◆ TASK INPUTS ◆
◆ ◆ ◆ ◆ ◆ ◆ ◆

PR #531, opened 2024-03-26
RR-744 create a basic view for new add goals flow

chrimesdev:
## Description 

Create a basic view for new add goals flow. Also added a basic Route and Controller method to be able to access the new page. These will be updated in the next PRs.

◆ ◆ ◆ ◆ ◆ ◆ ◆

◆ WHAT THIS TASK INVOLVES ◆
All entries above are to be repeated verbatim, down to the last line.

◆ EXERCISE SOLUTION ◆
PR #531, opened 2024-03-26
RR-744 create a basic view for new add goals flow

chrimesdev:
## Description 

Create a basic view for new add goals flow. Also added a basic Route and Controller method to be able to access the new page. These will be updated in the next PRs.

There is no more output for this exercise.